Annotating Data for Fine-Tuning a Neural Ranker? Current Active Learning Strategies are not Better than Random Selection

Search methods based on Pretrained Language Models (PLM) have demonstrated great effectiveness gains compared to statistical and early neural ranking models. However, fine-tuning PLM-based rankers requires a great amount of annotated training data. Annotating data involves a large manual effort and thus is expensive, especially in domain specific tasks. In this paper we investigate fine-tuning PLM-based rankers under limited training data and budget. We investigate two scenarios: fine-tuning a ranker from scratch, and domain adaptation starting with a ranker already fine-tuned on general data, and continuing fine-tuning on a target dataset. We observe a great variability in effectiveness when fine-tuning on different randomly selected subsets of training data. This suggests that it is possible to achieve effectiveness gains by actively selecting a subset of the training data that has the most positive effect on the rankers. This way, it would be possible to fine-tune effective PLM rankers at a reduced annotation budget. To investigate this, we adapt existing Active Learning (AL) strategies to the task of fine-tuning PLM rankers and investigate their effectiveness, also considering annotation and computational costs. Our extensive analysis shows that AL strategies do not significantly outperform random selection of training subsets in terms of effectiveness. We further find that gains provided by AL strategies come at the expense of more assessments (thus higher annotation costs) and AL strategies underperform random selection when comparing effectiveness given a fixed annotation cost. Our results highlight that ``optimal'' subsets of training data that provide high effectiveness at low annotation cost do exist, but current mainstream AL strategies applied to PLM rankers are not capable of identifying them.

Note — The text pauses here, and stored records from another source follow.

PR #3526, opened 2017-01-05
Upgrades LLVM 3.8.1 -> LLVM 3.9.1 on Travis

daniel-j-h:
LLVM 3.9.1 is now packaged in mason: https://github.com/mapbox/mason/issues/308
Upgrade our Clang compiler to the latest stable release.

Keeps clang-format at 3.8.1 for consistency.

Let's wait on Travis and see how it goes.


TheMarex:
@daniel-j-h does clang 3.9.1 work for you locally? I remember that 3.9 segfaulted for me.

daniel-j-h:
Yeah last weekend I build LLVM 3.9.1 locally and it lets me build master just fine. Check Travis, the mason build runs through, too.

That said, we're getting fscked by type deduction and debug symbols:
https://travis-ci.org/Project-OSRM/osrm-backend/jobs/189152203#L2071
> error: debug information for auto is not yet supported

I can see upstream tickets marked resolved fixed: https://llvm.org/bugs/show_bug.cgi?id=16876.
This is a hard error and not only a warning making our Clang 3.9.1 debug builds unusable. Argh!

daniel-j-h:
Forget about this - we actually have to update mason we're vendoring. LLVM 3.9.1 is quite new in mason and out vendored version does not yet include it. The Travis build fails to use Clang 3.9.1 from mason silently and falls back to the system's Clang 3.5. I'll update mason..

daniel-j-h:
@springmeyer it just came to me that we're blocked on this by a mason release:

- We need a new mason release which includes LLVM 3.9.1 we can vendor
- Then we need to vendor this release into third_party/mason
- Only then can we make use of Clang 3.9.1

Sidenote: the mason release build on Travis also silently fails and falls back to the system's Clang 3.5. The build passes since in release mode we're not hitting the debug symbol issue outlined above.

daniel-j-h:
All Travis builds work now with LLVM 3.9.1. The mason subtree update can not be squashed.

翻译：基于预训练语言模型（PLM）的搜索方法相比统计模型和早期神经排序模型展现出显著的效果提升。然而，微调基于PLM的排序器需要大量标注训练数据。标注数据涉及大量人工操作，成本高昂，尤其在领域特定任务中。本文研究了在有限训练数据和预算条件下微调基于PLM的排序器。我们探讨了两种场景：从头开始微调排序器，以及从已在通用数据上完成微调的排序器出发进行领域适配，并继续在目标数据集上进行微调。我们观察到，在不同随机选择的训练数据子集上微调时，效果存在巨大差异。这表明通过主动选择对排序器产生最积极影响的训练数据子集，有可能实现效果提升。这样，就能在减少标注预算的情况下微调出高效的PLM排序器。为此，我们将现有主动学习（AL）策略适配到PLM排序器微调任务中，并考察其有效性，同时兼顾标注与计算成本。我们的广泛分析表明，从效果角度看，AL策略并未显著优于训练子集的随机选择。我们进一步发现，AL策略带来的效果提升是以更多评估（即更高标注成本）为代价的，且在固定标注成本下比较效果时，AL策略的表现不如随机选择。我们的结果突显了“最优”训练数据子集确实存在（能以低标注成本实现高效果），但目前应用于PLM排序器的主流AL策略无法识别它们。